Un’altra prova esperibile sub judice potrebbe essere quella in grado di dimostrare che il socio ha sempre votato contro le delibere assembleari; di avere promosso azioni di responsabilità contro l’amministratore della società (Cass.Sez.V Ord.n°324/18; Cass.Sez.V, Sen.n°19171/19; Cass.Sen.16545/19; Cass.Sen.11045/19).

Tuttavia, molto spesso le sentenze di merito non sono state confermate in sede di legittimità, anche se le ultime pronunce dei giudici di Palazzaccio hanno evidenziato un indirizzo più liberale rispetto all’orientamento precedente. E’ il caso della sentenza  n°2749 del 25 ottobre 2021 in concomitanza della quale la Suprema Corte ha avuto modo di evidenziare il principio secondo cui la presunzione di distribuzione degli utili extra bilancio può essere vinta dal contribuente che riesce a dimostrare la sua completa estraneità  sia rispetto alla gestione sia rispetto alla conduzione stessa della società a ristretta base azionaria. Una circostanza quest’ultima, non facile da provare in considerazione del legame parentale che molto spesso lega i soci tra loro nelle società a ristretta base azionaria.

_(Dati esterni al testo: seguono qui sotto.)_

PR #4049, opened 2026-04-22
Warn when relying on non-default GODEBUG values

apparentlymart:
This change is primarily motivated by https://github.com/opentofu/opentofu/issues/3415, implementing something like what I proposed in https://github.com/opentofu/opentofu/issues/3415#issuecomment-3999975239, but I took a broader approach there that handles _all_ `GODEBUG` settings that might be used currently or in the future, rather than just the `winsymlink` setting.

---

"GODEBUG" is a mechanism that the Go runtime forces on OpenTofu that allows dynamic changes to various nuances of Go standard library behavior.

We cannot control when GODEBUG workarounds are added and removed from Go, so if someone chooses to rely on them then they are likely to get broken by a later release of OpenTofu that uses a newer version of Go. Therefore we'd like anyone relying on these to tell us so we can try to find a more sustainable solution to their problem early on while the workaround is still available to them. This is particularly important in light of the newer policy in https://github.com/golang/go/issues/76163 which calls for the Go runtime to panic immediately on startup (before any of OpenTofu's own code runs) once a previously-supported GODEBUG key has been removed, since by that point it would be too late for us to produce a user-friendly diagnostic.

We also occasionally force certain GODEBUG workarounds on by default in our official builds in anticipation of breakage caused by upstream Go changes. In that case we'd still like to know if anyone is relying on them so that we can remove those workarounds in a future release, but we'd prefer to get the reports about it in an issue or discussion we'd already created for that purpose.

This therefore introduces warning diagnostics any time something in the "init", "plan", or "apply" commands relies on non-default GODEBUG settings. For ones we enabled intentionally we provide a specific URL to report usage as part of the diagnostic message, but we also have a generic message for any GODEBUG settings the user chose to enable for themselves for reasons we probably don't know about yet but would like to learn more about.

This is included in only that subset of commands as a compromise because those primary workflow commands are the most likely to interact with Go library features that are affected by these workarounds -- they most commonly affect functionality related to networking, TLS, etc -- and additional diagnostics in these locations should not to cause breakage for anyone consuming the machine-readable output, but there are other commands where additional diagnostics are more likely to cause problems.

Unfortunately it isn't really possible to unit-test this because it relies directly on information reported by the Go metrics system and there's no facility to produce fake metrics for testing. However, Go 1.26 (which we're currently using) there is a GODEBUG setting `netedns0=0` which causes a warning any time OpenTofu makes a DNS request, so I've tested this manually by running `tofu init` with that workaround enabled in a configuration that depends on at least one provider (causing DNS lookups for the provider registry) and seen it generate the expected warning message referring to "netedns0". I also temporarily modified the code to add a report URL for that key to make sure the alternate form of the diagnostic message is working as expected, and temporarily forced some DNS lookups into plan and apply to verify that the warnings are also produced by those commands when relevant.

These new warnings replace our previous quieter messages about this in the TF_LOG=warn output, because those were only useful in situations where GODEBUG was causing a problem that led to someone opening a bug report, but we actually want to know of situations where GODEBUG was needed in order for OpenTofu to _succeed_ and so for that we need more prominent messages to let the operator know there's something they ought to report to us even though there wasn't an error.

---

Although this is for https://github.com/opentofu/opentofu/issues/3415, this will not close that issue. Instead, it's intended to give us more confidence to take action on that issue during the v1.14 development period.

- [ ] ~I have added tests for all relevant use cases of my code, and those tests are passing.~ (see above)

### DIFF
--- a/internal/command/apply.go
+++ b/internal/command/apply.go
@@ -122,10 +122,20 @@ func (c *ApplyCommand) Run(rawArgs []string) int {
 
 	// Run the operation
 	op, diags := c.RunOperation(ctx, be, opReq)
+
+	// Applying is one of the operations most likely to activate Go runtime
+	// behavior that's affected by GODEBUG, so we'll take this opportunity
+	// to warn about any reliance on non-default runtime behavior so that
+	// hopefully folks will report problems to us while their workaround is
+	// still available, instead of waiting until the workaround gets removed
+	// in a later Go releases.
+	diags = diags.Append(c.godebugUsageWarnings())
+
 	view.Diagnostics(diags)
 	if diags.HasErrors() {
 		return 1
 	}
+	diags = nil // avoid re-reporting any warnings below
 
 	if op.Result != backend.OperationSuccess {
 		return op.Result.ExitStatus()
--- a/CHANGELOG.md
+++ b/CHANGELOG.md
@@ -14,6 +14,7 @@ ENHANCEMENTS:
 
 - The `cidrsubnets` function now supports prefix extensions greater than 32 bits when the base CIDR block uses an IPv6 address. ([#4042](https://github.com/opentofu/opentofu/pull/4042))
 - The `local-exec` provisioner now automatically sets the `TRACEPARENT` environment variable in child processes when OpenTelemetry tracing is active, following the W3C Trace Context specification. ([#4014](https://github.com/opentofu/opentofu/issues/4014))
+- Some commands now produce warning diagnostics when execution relied on various workarounds in the Go runtime library ("GODEBUG" settings), encouraging the reader to report any situations where those workarounds are necessary so that we can identify a more sustainable solution, because these workarounds can be removed or change behavior in future versions of Go outside of our control and are not covered by OpenTofu's compatibility promises. ([#4049](https://github.com/opentofu/opentofu/pull/4049))
 
 BUG FIXES:
 
--- a/cmd/tofu/main.go
+++ b/cmd/tofu/main.go
@@ -339,12 +339,6 @@ func realMain() int {
 		return 1
 	}
 
-	// We might generate some additional log lines if OpenTofu relied on any
-	// non-default Go runtime behaviors enabled by GODEBUG settings, because
-	// they might be relevant when trying to reproduce certain problems for
-	// debugging or bug reporting purposes.
-	logGodebugUsage()
-
 	// if we are exiting with a non-zero code, check if it was caused by any
 	// plugins crashing
 	if exitCode != 0 {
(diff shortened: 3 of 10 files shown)


internal/command/apply.go
```diff
@@ -122,10 +122,20 @@ func (c *ApplyCommand) Run(rawArgs []string) int {
...
+	// hopefully folks will report problems to us while their workaround is
+	// still available, instead of waiting until the workaround gets removed
+	// in a later Go releases.
+	diags = diags.Append(c.godebugUsageWarnings())
+
 	view.Diagnostics(diags)
 	if diags.HasErrors() {
 		return 1
 	}
+	diags = nil // avoid re-reporting any warnings below
```
apparentlymart, line 138: This is fixing a bug that's independent of the main point of this PR: any warnings generated by running the operation would appear twice unless there was also an error, because there's another call to `view.Diagnostics(diags)` below. That situation was also relevant for any warnings added by `godebugUsageWarnings`.

apparentlymart:
Interestingly it seems like part of our test suite is relying on `winsymlink=0` when running on Windows. :grinning: 

I've run out of time for today but I'll investigate that more tomorrow.

apparentlymart:
Interestingly, the test that triggers the warning about `winsymlink` being non-default is able to pass without that workaround enabled, but some different tests begin failing:

```
--- FAIL: TestInit_fromModule_cwdDest (0.03s)
    init_test.go:120: err: GetFileAttributesEx C:\Users\RUNNER~1\AppData\Local\Temp\TestInit_fromModule_cwdDest945771748\001\hello.tf: The system cannot find the file specified.
--- FAIL: TestInit_fromModule_dstInSrc (0.04s)
    init_test.go:169: err: GetFileAttributesEx C:\Users\RUNNER~1\AppData\Local\Temp\TestInit_fromModule_dstInSrc4012406067\001\foo\issue518.tf: The system cannot find the file specified.
FAIL
FAIL	github.com/opentofu/opentofu/internal/command	128.880s
```

That's consistent with the reason why we ended up enabling `winsymlink=0` in the first place (discussed in https://github.com/opentofu/opentofu/pull/3289), but it doesn't help explain why `TestPlan_jsonGoldenReference` triggers the warning about `winsymlink` reliance but yet seems to pass just fine when that workaround isn't enabled. :thinking:

apparentlymart:
This is stalled because of the problem described in https://github.com/opentofu/opentofu/issues/3415#issuecomment-4314309507. If we were to add this PR now then anyone using absolute filesystem paths in their module source addresses would see the `winsymlink=0` warning whenever they run `tofu init` on a Windows system, and there's no point is us shipping a request to tell us about a problem we already know about.

PR #4051, opened 2026-04-23
`UIInput` must return when the first `SIGINT`/`SIGTERM` signal is received

### LINKED ISSUE #4017: Graceful failure from Control-C does not clean up S3 lockfile
### Community note

> [!TIP]

### OpenTofu Version

```shell
$ tofu version
OpenTofu v1.11.4
on darwin_arm64
+ provider registry.opentofu.org/tailscale/tailscale v0.28.0
```

```hcl
terraform {
  encryption {
    key_provider "aws_kms" "state_key" {
      kms_key_id = "arn:aws:kms:us-east-1:000:alias/opentofu-state-encryption"
      key_spec   = "AES_256"
      region     = "us-east-1"
      profile    = "core"

      assume_role = {
        role_arn     = "arn:aws:iam::000:role/OrganizationAccountAccessRole"
        session_name = "opentofu-state-encryption"
      }

      encrypted_metadata_alias = "state_key"
    }

    method "aes_gcm" "state" {
      keys = key_provider.aws_kms.state_key
    }

    state {
      enforced = true
      method   = method.aes_gcm.state
    }

    plan {
      enforced = true
      method   = method.aes_gcm.state
    }
  }

  backend "s3" {
    bucket       = "tofu-state-000"
    key          = "opentofu-core/tooling/tailscale/terraform.tfstate"
    region       = "us-east-1"
    profile      = "core"
    encrypt      = true
    kms_key_id   = "arn:aws:kms:us-east-1:000:alias/opentofu-state-encryption"
    use_lockfile = true

    assume_role = {
      role_arn     = "arn:aws:iam::000:role/OrganizationAccountAccessRole"
      session_name = "opentofu-state-backend"
    }
  }
}
```

### Debug Output

https://gist.github.com/spkane/a1b0f49cacc133bf1bd29c610046f611

### Expected Behavior

```console
❯ tofu apply
var.tailscale_oauth_client_id
  Tailscale OAuth client ID (create in admin console under Settings > OAuth clients)

  Enter a value:                  # HIT CONTROL_C AND THEN WAIT}

Interrupt received.
Please wait for OpenTofu to exit or data loss may occur.
Gracefully shutting down...

❯ tofu apply
var.tailscale_oauth_client_id
  Tailscale OAuth client ID (create in admin console under Settings > OAuth clients)

  Enter a value: 
```

### Actual Behavior

```console
❯ tofu apply
var.tailscale_oauth_client_id
  Tailscale OAuth client ID (create in admin console under Settings > OAuth clients)

  Enter a value:

Interrupt received.
Please wait for OpenTofu to exit or data loss may occur.
Gracefully shutting down...

❯ tofu apply
╷
│ Error: Error acquiring the state lock
│
│ Error message: operation error S3: PutObject, https response error StatusCode: 412,
│ RequestID: XA19RPMDM05BZZVP, HostID:
│ Ltw96ETc/l+smH=, api error
│ PreconditionFailed: At least one of the pre-conditions you specified did not hold
│ Lock Info:
│   ID:        91e631e1-6f92-...
│   Path:      tofu-state-000/opentofu-core/tooling/tailscale/terraform.tfstate
│   Operation: OperationTypeApply
│   Who:       me@MacBook-Pro.local
│   Version:   1.11.4
│   Created:   2026-04-08 21:15:23.923896 +0000 UTC
│   Info:
│
│
│ OpenTofu acquires a state lock to protect the state from being written
│ by multiple users at the same time. Please resolve the issue above and try
│ again. For most commands, you can disable locking with the "-lock=false"
│ flag, but this is not recommended.
```

### Steps to Reproduce

1. `tofu init`
2.`tofu apply` - Control-C while being prompted for a variable.
2.`tofu apply`

### Additional Context

_No response_

### References

_No response_

yottta:
When OpenTofu needs to prompt the user for variable with no provided values, it goes through the `UIInput`, which before this change, did not handle `SIGTERM`, but only `SIGINT`. 
This behavior was detached from the general way non-windows graceful signals are handled by OpenTofu.

This PR removes the specific signals handling from the `UIInput` and instead plugs the context meant for graceful shutdown into it.
Before these changes, the `UIInput` would have become unusable once `SIGINT` was returned but now it relies on the received `context.Context.Done()` channel to know if it can ask for values or not.
 
Using the procedure explained in #4017, I can confirm that both signals (`SIGTERM` and `SIGINT`) work as intended now.

### Sending `SIGINT` (`Ctrl+C`)
```shell
#> tofu apply

var.tailscale_oauth_client_id
  Enter a value: ^C

Interrupt received.
Please wait for OpenTofu to exit or data loss may occur.
Gracefully shutting down...

╷
│ Error: No value for required variable
│
│   on main.tf line 10:
│   10: variable "tailscale_oauth_client_id" {
│
│ The root module input variable "tailscale_oauth_client_id" is not set, and has no default value. Use a -var or -var-file command line argument to provide a value for this variable.
╵
```

### Sending `SIGTERM` (`kill <pid>`)
```shell
#> tofu apply

var.tailscale_oauth_client_id
  Enter a value:

Interrupt received.
Please wait for OpenTofu to exit or data loss may occur.
Gracefully shutting down...

╷
│ Error: No value for required variable
│
│   on main.tf line 10:
│   10: variable "tailscale_oauth_client_id" {
│
│ The root module input variable "tailscale_oauth_client_id" is not set, and has no default value. Use a -var or -var-file command line argument to provide a value for this variable.
╵
```

Resolves #4017
## Checklist

### Go checklist

 

### DIFF
--- a/internal/backend/backend.go
+++ b/internal/backend/backend.go
@@ -331,6 +331,10 @@ type Operation struct {
 	// for unmatched import targets and where any generated config should be
 	// written to.
 	GenerateConfigOut string
+
+	// StopCtx is used by some of the backends to be able to shut down gracefully when the caller
+	// asks for it.
+	StopCtx context.Context
 }
 
 // HasConfig returns true if and only if the operation has a ConfigDir value
--- a/internal/backend/backend.go
+++ b/internal/backend/backend.go
@@ -170,7 +170,13 @@ type Local interface {
 	// backend's implementations of this to understand what this actually
 	// does, because this operation has no well-defined contract aside from
 	// "whatever it already does".
-	LocalRun(context.Context, *Operation) (*LocalRun, statemgr.Full, tfdiags.Diagnostics)
+	//
+	// Even though both contexts contain the tracing information, there is a crucial difference between the two:
+	//  - The first one is non-cancellable meaning that it's safe to be used for thing like state unlocking and other
+	//    critical operations that need to run even when the process is asked to end gracefully.
+	//  - The second one is a cancellable context. This is the context that should be used to cancel operations
+	//    for a graceful shutdown.
+	LocalRun(context.Context, context.Context, *Operation) (*LocalRun, statemgr.Full, tfdiags.Diagnostics)
 }
 
 // LocalRun represents the assortment of objects that we can collect or
@@ -331,10 +337,6 @@ type Operation struct {
 	// for unmatched import targets and where any generated config should be
 	// written to.
 	GenerateConfigOut string
-
-	// StopCtx is used by some of the backends to be able to shut down gracefully when the caller
-	// asks for it.
-	StopCtx context.Context
 }
 
 // HasConfig returns true if and only if the operation has a ConfigDir value
--- a/internal/backend/remote/backend_context.go
+++ b/internal/backend/remote/backend_context.go
@@ -27,7 +27,8 @@ import (
 var _ backend.Local = (*Remote)(nil)
 
 // LocalRun implements backend.Local.
-func (b *Remote) LocalRun(ctx context.Context, _ context.Context, op *backend.Operation) (*backend.LocalRun, statemgr.Full, tfdiags.Diagnostics) {
+// Refer to the comments of backend.Local for more details about ctx vs stopCtx.
+func (b *Remote) LocalRun(ctx context.Context, stopCtx context.Context, op *backend.Operation) (*backend.LocalRun, statemgr.Full, tfdiags.Diagnostics) {
 	var diags tfdiags.Diagnostics
 	ret := &backend.LocalRun{
 		PlanOpts: &tofu.PlanOpts{
--- a/internal/backend/remote/backend_context.go
+++ b/internal/backend/remote/backend_context.go
@@ -27,7 +27,7 @@ import (
 var _ backend.Local = (*Remote)(nil)
 
 // LocalRun implements backend.Local.
-func (b *Remote) LocalRun(ctx context.Context, op *backend.Operation) (*backend.LocalRun, statemgr.Full, tfdiags.Diagnostics) {
+func (b *Remote) LocalRun(ctx context.Context, _ context.Context, op *backend.Operation) (*backend.LocalRun, statemgr.Full, tfdiags.Diagnostics) {
 	var diags tfdiags.Diagnostics
 	ret := &backend.LocalRun{
 		PlanOpts: &tofu.PlanOpts{
--- a/internal/backend/local/backend.go
+++ b/internal/backend/local/backend.go
@@ -330,9 +330,6 @@ func (b *Local) Operation(ctx context.Context, op *backend.Operation) (*backend.
 	runningOp.Cancel = cancel
 
 	op.StateLocker = op.StateLocker.WithContext(stopCtx)
-	if op.StopCtx == nil {
-		op.StopCtx = stopCtx
-	}
 
 	panicHandler := logging.PanicHandlerWithTraceFn()
 
--- a/internal/backend/local/backend.go
+++ b/internal/backend/local/backend.go
@@ -330,6 +330,9 @@ func (b *Local) Operation(ctx context.Context, op *backend.Operation) (*backend.
 	runningOp.Cancel = cancel
 
 	op.StateLocker = op.StateLocker.WithContext(stopCtx)
+	if op.StopCtx == nil {
+		op.StopCtx = stopCtx
+	}
 
 	panicHandler := logging.PanicHandlerWithTraceFn()
 
--- a/internal/backend/local/backend_apply.go
+++ b/internal/backend/local/backend_apply.go
@@ -88,7 +88,7 @@ func (b *Local) opApply(
 	op.Hooks = append(op.Hooks, stateHook)
 
 	// Get our context
-	lr, _, opState, contextDiags := b.localRun(ctx, op)
+	lr, _, opState, contextDiags := b.localRun(ctx, stopCtx, op)
 	diags = diags.Append(contextDiags)
 	if contextDiags.HasErrors() {
 		op.ReportResult(runningOp, diags)
--- a/internal/backend/local/backend_local.go
+++ b/internal/backend/local/backend_local.go
@@ -28,7 +28,7 @@ import (
 var _ backend.Local = (*Local)(nil)
 
 // backend.Local implementation.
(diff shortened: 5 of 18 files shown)


internal/backend/backend.go
```diff
@@ -331,6 +331,10 @@ type Operation struct {
 	// for unmatched import targets and where any generated config should be
 	// written to.
 	GenerateConfigOut string
+
+	// StopCtx is used by some of the backends to be able to shut down gracefully when the caller
+	// asks for it.
+	StopCtx context.Context
```
apparentlymart: I don't really like the idea of adding this here because the situation with contexts in the "backend" part of the system is _already_ very complicated and confusing, with at least three slighly-different contexts involved in every operation:

https://github.com/opentofu/opentofu/blob/0b5321e870a58c4ac694bbbc0e455d02862b0638/internal/backend/local/backend.go#L311-L330

I understand that this field is just another reference to the same `stopCtx` from the snippet above, but it's still more mental load of remembering how this context is different from the other two and therefore when it's appropriate to use it.

If adding this is the only reasonable way to fix this bug without making big risky changes then I suppose I could accept this additional complexity temporarily with the assumption that we'd follow up relatively soon with some refactoring to make these codepaths use contexts in a more normal way, but first I'd prefer it if we could find some way to avoid spreading this existing complexity into even more parts of the local backend. 😖

yottta: Maybe I should have this stated in the description, but let's do it here.
I don't like it either. Initially I propagated it through a new argument of the [`Local.LocalRun`](https://github.com/opentofu/opentofu/blob/0b5321e870a58c4ac694bbbc0e455d02862b0638/internal/backend/backend.go#L173), but having 2 contexts in the same method looks even weirder. Thinking about the maintenance cost, by having 2 contexts in a method signature might be "better" in terms of forcing the contributor to pay additional attention on "why there are 2 contexts and which one should I use?" instead of "hiding" that into the `Operation` type.

Another thing that I thought on doing is to pass into the [`Local.localRun`](https://github.com/opentofu/opentofu/blob/0b5321e870a58c4ac694bbbc0e455d02862b0638/internal/backend/local/backend_apply.go#L91) the `stopCtx`, but after a quick check, that would replace the currently passed (non cancellable) context with one that could disrupt the logic downstream. So that seems way to risky to do in the current setup.

I will dig more to find a better way, but feel free to let me know of the way(s) you see this 🤔

yottta: In 408964f78578148baeaa5d33816d977da545e169 I went back to the approach of changing the [`Local.LocalRun`](https://github.com/opentofu/opentofu/blob/0b5321e870a58c4ac694bbbc0e455d02862b0638/internal/backend/backend.go#L173) definition to accept a second `context.Context`. It's not clean, but it's not hidden either.

For the commands on which I created the `stopCtx` by using [`Meta.InterruptibleContext()`](https://github.com/opentofu/opentofu/blob/0b5321e870a58c4ac694bbbc0e455d02862b0638/internal/command/meta.go#L354), I can confirm that the usage of the `m.ShutdownCh` does not interfere with other flows down the line.
Saying this, because if `m.ShutdownCh` is used in the same flow more than once, it can lead to only one of the places to be cancelled while the other places, using the same channel, will receive no event.
The `m.ShutdownCh` is used only in:
* `Meta.InterruptibleContext` which is used only in some of the commands' `Run` method.
* `Meta.RunOperation` which is used only by the [`tofu apply`](https://github.com/opentofu/opentofu/blob/0b5321e870a58c4ac694bbbc0e455d02862b0638/internal/command/apply.go#L124), [`tofu plan`](https://github.com/opentofu/opentofu/blob/0b5321e870a58c4ac694bbbc0e455d02862b0638/internal/command/plan.go#L106) and [`tofu refresh`](https://github.com/opentofu/opentofu/blob/0b5321e870a58c4ac694bbbc0e455d02862b0638/internal/command/refresh.go#L103) commands.
* In 2 other commands: [`tofu test`](https://github.com/opentofu/opentofu/blob/0b5321e870a58c4ac694bbbc0e455d02862b0638/internal/command/test.go#L307) and [`tofu login`](https://github.com/opentofu/opentofu/blob/0b5321e870a58c4ac694bbbc0e455d02862b0638/internal/command/login.go#L514)

Between any of these there is no overlap so there is no issue in using the `Meta.InterruptibleContext()` in the commands that call directly `Local.LocalRun`.

WDYT?

apparentlymart: Passing two separate contexts _is_ weird, but it's also how other parts of `backend` already deal with the same messy situation so at least it's consistently weird! :grinning: 

In the past I've considered using one `context.Context` argument only for the "main" context that has all of the values (like tracing span) attached to it but change `stopCtx` arguments to just directly be the `<-chan struct{}` value returned by `stopCtx.Done`, so that it's clearer that we're using that extra thing _only_ for cancellation and not for anything else. But I always talk myself out of making that change because it seems like just a bunch of churn that doesn't improve the situation enough to be worth it.

In the long run I'd like to find a way to rework this so that we can pack all of the information we need into either the main `context.Context` argument _or_ other arguments that are of different types (not `context.Context`), but we've already got a lot of refactoring going on so I don't think it's a good time to make such a risky change to the backend API right now.

Overall I think what you've done in the latest updates seems like a good compromise for now, allowing us to fix the reported bug in a way that's consistent with our existing technical debt. :+1:

apparentlymart (approved):
Honestly it's always hard to follow through all of the different contexts in the backend code so I did my best to review this but I want to be explicit that I'm not 100% confident and would suggest someone else take a second look too.

Although this was to fix a bug, I'd recommend that we skip backporting this one and just save it for the v1.13 release because this change touches a lot of different parts of the code and the bug it's fixing does not seem to be a very common problem in practice given that this problem was here for many years but only recently did someone notice it.

internal/backend/remote/backend_context.go
```diff
@@ -27,7 +27,7 @@ import (
 var _ backend.Local = (*Remote)(nil)
 
 // LocalRun implements backend.Local.
-func (b *Remote) LocalRun(ctx context.Context, op *backend.Operation) (*backend.LocalRun, statemgr.Full, tfdiags.Diagnostics) {
+func (b *Remote) LocalRun(ctx context.Context, _ context.Context, op *backend.Operation) (*backend.LocalRun, statemgr.Full, tfdiags.Diagnostics) {
```
cam72cam: Even though it's unused, let's keep stopCtx here instead of `_` for documentation.

cam72cam (approved):
Given the complexity of ctx handling within OpenTofu, I think this is the cleanest surgical change that we could do.  It has a low likelihood of breaking anything else critical within the application and is clear to follow.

Con riferimento alla casistica che ci occupa posta al vaglio dei giudici di Legittimità, nessuna prova tra quelle esperibili dal socio sopra richiamate è stata fornita dai contribuenti in sede di gravame; per cui, non è stato possibile neutralizzare  o meglio superare la pretesa dell’ufficio accertatore, forte di una presunzione legale relativa  che nel caso di specie ha legittimato la pretesa impositiva.